Labor Board files for contempt charges on Pittsburgh Post-Gazette after company defies court order and closes newspaper

FOR IMMEDIATE RELEASE

Media Contact: Moira Bulloch, CWA Communications MBulloch@cwa-union.org, 202-434-1168

The company’s actions have now endangered local managers, attorneys, and executives who choose to enforce the company’s illegal practices.

PITTSBURGH – On January 20th, the National Labor Relations Board (NLRB) filed contempt charges against the Pittsburgh Post-Gazette for defying court orders to restore editorial workers’ contractual, collectively bargained health care plan. The company illegally scrapped that plan in July of 2020.

Editorial workers at the Post-Gazette — members of the Newspaper Guild of Pittsburgh (TNG-CWA Local 38061) — went out on strike on Oct. 18, 2022, demanding the company restore the terms of the entire union contract it illegally discarded, including dignified health care. Following other legal defeats, in March of 2025 the U.S. 3rd Circuit Court of Appeals enjoined the PG to restore the bargained health care.

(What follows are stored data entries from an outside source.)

PR #228, opened 2016-04-14
Make page loader recognize URL with #

RoyEJohnson:
This allows cross-page #links to work.

Because of dynamic loading, the location of a #link will likely change
from where it is when the page initially loads. To compensate, I’ve put
an interval that will re-adjust the scroll position a few times. A
fully correct solution would require each page to signal when it was
stable, which would require significant work on each page.

### DIFF
--- a/src/app/components/shell/shell.js
+++ b/src/app/components/shell/shell.js
@@ -1,4 +1,5 @@
 import BaseView from '~/helpers/backbone/view';
+import $ from '~/helpers/$';
 import {props} from '~/helpers/backbone/decorators';
 import header from './header/header';
 import footer from './footer/footer';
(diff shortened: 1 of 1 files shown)


src/app/components/shell/shell.js
```diff
@@ -37,7 +38,25 @@ class AppView extends BaseView {
...
+            if (hash) {
+                let attempts = 0,
+                    i = setInterval(() => {
+                        let destination = document.getElementById(hash.substr(1));
+
+                        if (destination) {
+                            $.scrollTo(destination);
+                        }
+                        ++attempts;
+                        if (attempts > 6) {
```
dak: Where does 6 come from?

RoyEJohnson: It's the arbitrarily-chosen "few times" I mention in my PR comment.

PR #242, opened 2016-04-18
Scroll form dropdowns

RoyEJohnson:
Created a touch-scroller object
Used it in bios and proxy select widgets
Created a browser test so redrawing can be done only on IE11 where it
is needed
Put in a noticeable delay.

### DIFF
--- a/src/app/helpers/$.js
+++ b/src/app/helpers/$.js
@@ -8,6 +8,8 @@ $.setAttr = (node, name, value) => {
     }
 };
 
+$.isIE11 = () => !(window.ActiveXObject) && 'ActiveXObject' in window;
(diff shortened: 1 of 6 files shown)


src/app/helpers/$.js
```diff
@@ -8,6 +8,8 @@ $.setAttr = (node, name, value) => {
     }
 };
 
+$.isIE11 = () => !(window.ActiveXObject) && 'ActiveXObject' in window;
```
dak: :anguished::cold_sweat::sob:

RoyEJohnson: The many faces of Internet Explorer

PR #305, opened 2016-04-29
add home banner flyin/flyout animations back

zroehr:
Flyin/flyout banner animations were never meant to be removed. Reverting changes back.


Fredasaurus:
It's a peacock.

PR #317, opened 2016-05-02
Fix bugs on Impact, K-12, Foundation & Higher-Ed

melaridi:
- [x] Added `$boxed-width`  to Impact page logo's container 
- [x] Removed `vh` from all Pages with Hero. It caused the banner to jump in Android.
- [x] Fixed Foundations' page logo overlap in IOS.
- [x] Adjust H1 `line-height` in **hero.sccs**

### DIFF
--- a/src/app/pages/k-12/hero/hero.scss
+++ b/src/app/pages/k-12/hero/hero.scss
@@ -27,8 +27,8 @@ $hero-break-width: 880px;
         @include collapsed {
             align-items: stretch;
             background: none;
-            height: calc(100vh - 6rem);
-            max-height: 53rem;
+//            height: calc(100vh - 6rem);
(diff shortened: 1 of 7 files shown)


src/app/pages/k-12/hero/hero.scss
```diff
@@ -1,6 +1,11 @@
 @import 'variables';
 @import 'mixins';
 
+html,
+body {
+    height: 100%;
+}
```
dak: Is this necessary?  If so, it's a global change that will affect every page, so it should probably be moved to `main.scss` and verified that it doesn't break any other pages.

melaridi: my bad, I was testing and forgo to remove it.

PR #321, opened 2016-05-02
fix font rendering

zroehr:
fix font rendering on local devices & ie11 by self hosting fonts from fonts.com


dak:
@edwoodward Do we have a license to self-host these web fonts?

PR #346, opened 2016-05-09
add favicon

zroehr:
add favicon that tutor uses: https://github.com/openstax/tutor-server/blob/master/public/favicon.ico


dak:
`https://openstax.org/images/icons/favicon.ico` returns a 404.

PR #347, opened 2016-05-09
Use canonical names as values in Salesforce forms

RoyEJohnson:


src/app/pages/comp-copy/comp-copy.hbs
```diff
@@ -63,18 +63,18 @@
             <span>Book Requested</span>
             <select name="00NU00000053nzR" required />
                 <option value="" disabled selected>Please Select</option>
-                <option value="Anatomy and Physiology">Anatomy and Physiology</option>
+                <option value="Anatomy & Physiology">Anatomy and Physiology</option>
```
dak: Should this be `&amp;`?

dak:
It seems like it might be useful to make this into a model/data that can be loaded dynamically by the template, rather than repeating it in multiple files.

src/app/pages/comp-copy/comp-copy.hbs
RoyEJohnson: It took me a while to find an answer, but it looks like yes.

RoyEJohnson:
I actually have a file with the book data. The challenge is that not all the forms use all the titles.

PR #373, opened 2016-05-23
Fix margin on Get The Application button

RoyEJohnson:
Adoption status changes were superseded by another PR, so I have removed that commit here.


RoyEJohnson:
Added commit to fix sorting on Partners page (per request from Courtney)

PR #2604, opened 2024-05-17
Improve test coverage 2

RoyEJohnson:
[DISCO-280]

[DISCO-280]: https://openstax.atlassian.net/browse/DISCO-280?atlOrigin=eyJpIjoiNWRkNTljNzYxNjVmNDY3MDlhMDU5Y2ZhYzA5YTRkZjUiLCJwIjoiZ2l0aHViLWNvbS1KU1cifQ


test/src/components/__snapshots__/book-tile.test.tsx.snap
```diff
@@ -31,6 +31,7 @@ exports[`book-tile renders 1`] = `
       >
         <button
           aria-controls="sample-ddm"
+          aria-expanded="false"
```
jivey, line 34: I can't quite tell what change added this, maybe a test changed the open state? Just confirming if it is expected.

jivey (approved):

test/src/components/__snapshots__/book-tile.test.tsx.snap
RoyEJohnson: Previously, the default value of `aria-expanded` was null. Converting to TS made me use boolean, so it's explicit rather than absent.

PR #2618, opened 2024-06-03
Support any browser that supports grid layout

RoyEJohnson:
[DISCO-263]
I simplified the test for supported browsers, reducing the risk of erroneously popping up the warning that the site might not render properly, but increasing the risk that some obscure browser will render badly and there will be no warning.
I don't know of any other likely-helpful features to test for in this regard.

It looks like [eslint-plugin-compat](https://stackoverflow.com/a/54942229) can check for these issues, but it wants node v18.

[DISCO-263]: https://openstax.atlassian.net/browse/DISCO-263?atlOrigin=eyJpIjoiNWRkNTljNzYxNjVmNDY3MDlhMDU5Y2ZhYzA5YTRkZjUiLCJwIjoiZ2l0aHViLWNvbS1KU1cifQ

Company lawyers falsely claimed, both in court and to employees, that the health care plan no longer existed. It did, and does. On Nov. 10, 2025, the U.S. 3rd Circuit Court ordered the company to restore all the requested terms of the contract while also updating its March injunction on health care

The company requested an emergency stay of that injunction from the U.S. Supreme Court in late December. After receiving written arguments against a stay from the NLRB, the Newspaper Guild of Pittsburgh, and the U.S. Solicitor General, that request was denied. Within hours of that denial, PG employees were called to an emergency meeting and shown a prerecorded video of a Block Communications Inc. exec telling them the paper was closing on May 3, which is World Press Freedom Day. The PG has continued to not offer the health care plan.

“Over the past several years, we repeatedly warned top Post-Gazette officials that their actions were illegal and were having a detrimental impact on the newspaper. Actions have consequences.” said Andrew Goldstein, Post-Gazette education reporter and president of the Newspaper Guild of Pittsburgh. “Pittsburgh deserves much better than a company that will violate the rights of their employees, spend millions of dollars doing so, cry poor, then skip town.”

If the 3rd Circuit finds the PG in contempt, then it has 14 days from that ruling to comply. If it does not, it will be fined $100,000, and an additional $5,000 for each additional day it flouts the order. On the same timeline, Post-Gazette general manager Tracey DeAngelo or any officer, agent, attorney or company representative who knowingly violates the order would be fined $10,000 after 14 days, and an additional $1,000 for every additional day.

Due to the retaliatory nature of the company’s decision to close the newspaper, the PG is also risking further liabilities for its violation of federal law.

Following the corporate announcement to close the paper, workers and community members began meeting to advance a vision and plans for an alternative to the Block-owned Post-Gazette that engages more effectively and sustainably as a source of communication and connection to reflect the concerns of working-class people in the region.

Other members of the public can support that effort by signing the pledge to support post-Block Pittsburgh journalism.

###

About The NewsGuild-CWA
The NewsGuild-CWA is the largest labor union of media workers and was founded by newspaper journalists in 1933. The Guild represents more than 27,000 members in newsrooms, online publications, and non-profit organizations across North America.